Fanchon  DELIGNE



Je suis née à Bruxelles en 1974.

Vers l’âge de sept ans, j’apprends mes premiers mots dans une langue étrangère, celle d’une mystérieuse tante par alliance venue de Moscou. Cette rencontre enfantine et jubilatoire avec le russe est sans doute le premier caillou qui jalonne mon chemin vers la traduction. Quelque dix ans plus tard, la soif de lire des auteurs russes « dans le texte » me décide à suivre des études de slavistique.

Hasards et rencontres de la vie me mènent ensuite à travailler plusieurs années comme chercheuse au sein d’équipes spécialisées dans le paléo-environnement et, de fil en aiguille, à traduire un ouvrage consacré à l’histoire de l’archéologie en Russie. Parallèlement à mes activités de chercheuse, puis d’enseignante, je prends part aux ateliers du Centre de Traduction littéraire de Bruxelles et à la première Fabrique des Traducteurs franco-russe d’Arles, qui me permettent d’aiguiser mes outils.
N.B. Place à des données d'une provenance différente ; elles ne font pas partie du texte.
PR #335, opened 2020-03-30
Only override GIT_SSH_COMMAND if the user has not already set it

### LINKED ISSUE #334: Allow overrides to GIT_SSH_COMMAND
Hey Folks!

I am using the build tools plugin inside my own Drupal CI service that I am building to easily support deploys to Pantheon. One of the things my CI service does is override `$GIT_SSH_COMMAND` to inject deploy keys when pulling from Github and pushing to Pantheon. This works fine on the clone from Github side, but it fails when I go to push to Pantheon because of https://github.com/pantheon-systems/terminus-build-tools-plugin/blob/52cc3ee9ed0c3e9765d3c29a67fa07bea2c2e28a/src/Commands/BuildToolsBase.php#L76

In my own code I am doing this: 
```php
                          [
                                    'name' => 'GIT_SSH_COMMAND',
                                    'value' => implode(" ", [
                                        'ssh',
                                        '-i',
                                        '/deploy_key/private_key',
                                        '-o',
                                        'UserKnownHostsFile=/dev/null',
                                        '-o StrictHostKeyChecking=no'
                                    ])
                                ],
```
So when Terminus throws the putenv in here, it causes sadness and gnashing of teeth.

Proposed solution:
Check if the environment variable is already defined, and only inject it if it is empty. Alternatively, I could see providing a flag/option to the commands that would allow for overriding of the SSH command.

dustinleblanc:
This could resolve #334

### DIFF
--- a/src/Commands/BuildToolsBase.php
+++ b/src/Commands/BuildToolsBase.php
@@ -80,7 +80,7 @@ class BuildToolsBase extends TerminusCommand implements SiteAwareInterface, Buil
         // Setting the Known Hosts File to /dev/null and the LogLevel to quiet prevents
         // this from persisting for a user regularly as well as the warning about adding
         // the SSH key to the known hosts file.
-        if (getenv('GIT_SSH_COMMAND') !== false) {
+        if (getenv('GIT_SSH_COMMAND') === false) {
             putenv("GIT_SSH_COMMAND=ssh -o UserKnownHostsFile=/dev/null -o StrictHostKeyChecking=no -o LogLevel=QUIET");
         }
     }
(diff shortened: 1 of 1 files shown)


rvtraveller:
I like this approach and am generally on board with the change. The one thing that I think would be useful is to print something out when the user has the `GIT_SSH_COMMAND` environment variable set. Something like "Using your custom GIT_SSH_COMMAND variable instead of the Build Tools default" or similar.

greg-1-anderson:
I'd recommend that we instead get the user's GIT_SSH_COMMAND setting and then iterate through each of our custom entries:

- `-o UserKnownHostsFile=/dev/null` 
- `-o StrictHostKeyChecking=no`
- `-o LogLevel=QUIET`

We could make a map with entries like `'UserKnownHostsFile' => '/dev/null'`, and then composer the `-o KEY=VALUE` line if KEY does not already appear in the user's GIT_SSH_COMMAND.

That would be safer, and more likely to produce the desired result.

If GIT_SSH_COMMAND is not defined, we could just start with `ssh` and then run the same algorithm to add all of the config items.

Une nouvelle traduction, celle des mémoires de Nikolaï Grabar (père d’André Grabar), homme de loi russe emporté dans le tourbillon de la révolution, me révèle une passion : faire partager les témoignages de la grande et de la petite Histoire russe. Cette passion se confirme dans mon travail sur les souvenirs du poète Vladislav Khodassévitch, et avec elle, mon appétit pour un métier infiniment riche, où on ne cesse de (re)découvrir sa propre langue et celle de l’autre, et où chaque livre offre de nouveaux territoires à explorer et à comprendre.